YOUR OBJECTIVE
Gather every line from the entries below that includes "enrichments".

THE RECORDS
==========

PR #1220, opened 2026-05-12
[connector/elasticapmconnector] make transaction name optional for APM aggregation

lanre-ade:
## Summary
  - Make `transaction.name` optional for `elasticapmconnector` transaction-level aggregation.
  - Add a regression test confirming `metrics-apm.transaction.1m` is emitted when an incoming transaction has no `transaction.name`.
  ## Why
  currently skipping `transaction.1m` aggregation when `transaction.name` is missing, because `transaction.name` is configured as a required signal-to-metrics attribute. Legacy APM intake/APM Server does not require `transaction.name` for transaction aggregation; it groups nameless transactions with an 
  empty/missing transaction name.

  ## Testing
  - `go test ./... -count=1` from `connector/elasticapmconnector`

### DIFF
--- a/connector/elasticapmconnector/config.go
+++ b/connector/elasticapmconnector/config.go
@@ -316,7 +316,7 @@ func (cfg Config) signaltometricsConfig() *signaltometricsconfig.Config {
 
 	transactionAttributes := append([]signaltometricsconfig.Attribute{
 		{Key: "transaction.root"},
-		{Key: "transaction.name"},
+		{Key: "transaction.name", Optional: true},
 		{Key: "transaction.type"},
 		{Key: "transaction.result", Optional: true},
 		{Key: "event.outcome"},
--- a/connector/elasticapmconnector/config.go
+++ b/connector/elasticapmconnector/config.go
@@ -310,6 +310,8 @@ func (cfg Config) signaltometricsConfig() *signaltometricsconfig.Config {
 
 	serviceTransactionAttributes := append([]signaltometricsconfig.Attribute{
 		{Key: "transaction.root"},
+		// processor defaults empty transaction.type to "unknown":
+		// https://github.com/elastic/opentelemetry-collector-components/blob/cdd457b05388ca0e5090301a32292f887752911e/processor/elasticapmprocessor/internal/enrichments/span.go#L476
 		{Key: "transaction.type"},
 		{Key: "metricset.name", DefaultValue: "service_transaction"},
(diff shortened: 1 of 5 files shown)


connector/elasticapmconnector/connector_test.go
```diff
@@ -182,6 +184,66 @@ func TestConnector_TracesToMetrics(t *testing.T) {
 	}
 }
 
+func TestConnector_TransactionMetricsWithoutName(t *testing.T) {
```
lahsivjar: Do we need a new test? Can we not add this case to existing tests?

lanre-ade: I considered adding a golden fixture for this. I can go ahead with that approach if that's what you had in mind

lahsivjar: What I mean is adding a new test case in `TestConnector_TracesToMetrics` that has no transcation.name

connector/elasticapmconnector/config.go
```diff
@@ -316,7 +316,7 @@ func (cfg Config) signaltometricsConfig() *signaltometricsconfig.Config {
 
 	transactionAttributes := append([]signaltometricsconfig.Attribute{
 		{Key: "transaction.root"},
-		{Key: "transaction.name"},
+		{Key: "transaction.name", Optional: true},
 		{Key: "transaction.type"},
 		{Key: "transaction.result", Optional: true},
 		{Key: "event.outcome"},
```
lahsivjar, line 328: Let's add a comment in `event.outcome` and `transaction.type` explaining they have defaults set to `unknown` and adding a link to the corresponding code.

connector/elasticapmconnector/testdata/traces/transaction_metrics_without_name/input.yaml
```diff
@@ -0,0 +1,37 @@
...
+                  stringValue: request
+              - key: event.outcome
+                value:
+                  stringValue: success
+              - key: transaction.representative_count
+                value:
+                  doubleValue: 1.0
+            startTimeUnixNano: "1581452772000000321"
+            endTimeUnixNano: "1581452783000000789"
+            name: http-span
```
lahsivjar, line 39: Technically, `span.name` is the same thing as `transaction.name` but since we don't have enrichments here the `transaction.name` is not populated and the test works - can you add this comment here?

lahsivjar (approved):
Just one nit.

==========

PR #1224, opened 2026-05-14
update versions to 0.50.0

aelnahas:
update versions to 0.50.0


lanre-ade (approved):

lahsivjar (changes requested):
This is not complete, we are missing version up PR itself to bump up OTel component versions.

==========

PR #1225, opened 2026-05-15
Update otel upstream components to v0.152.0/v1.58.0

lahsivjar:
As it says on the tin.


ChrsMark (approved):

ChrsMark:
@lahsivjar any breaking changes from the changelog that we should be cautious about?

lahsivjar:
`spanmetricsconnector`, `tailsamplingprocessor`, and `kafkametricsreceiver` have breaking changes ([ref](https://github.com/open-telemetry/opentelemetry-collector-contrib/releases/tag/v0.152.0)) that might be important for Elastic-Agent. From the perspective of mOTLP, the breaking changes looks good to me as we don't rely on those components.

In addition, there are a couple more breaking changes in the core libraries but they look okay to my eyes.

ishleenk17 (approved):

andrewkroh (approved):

==========

RESPONSE TO THIS TASK
+		// https://github.com/elastic/opentelemetry-collector-components/blob/cdd457b05388ca0e5090301a32292f887752911e/processor/elasticapmprocessor/internal/enrichments/span.go#L476
lahsivjar, line 39: Technically, `span.name` is the same thing as `transaction.name` but since we don't have enrichments here the `transaction.name` is not populated and the test works - can you add this comment here?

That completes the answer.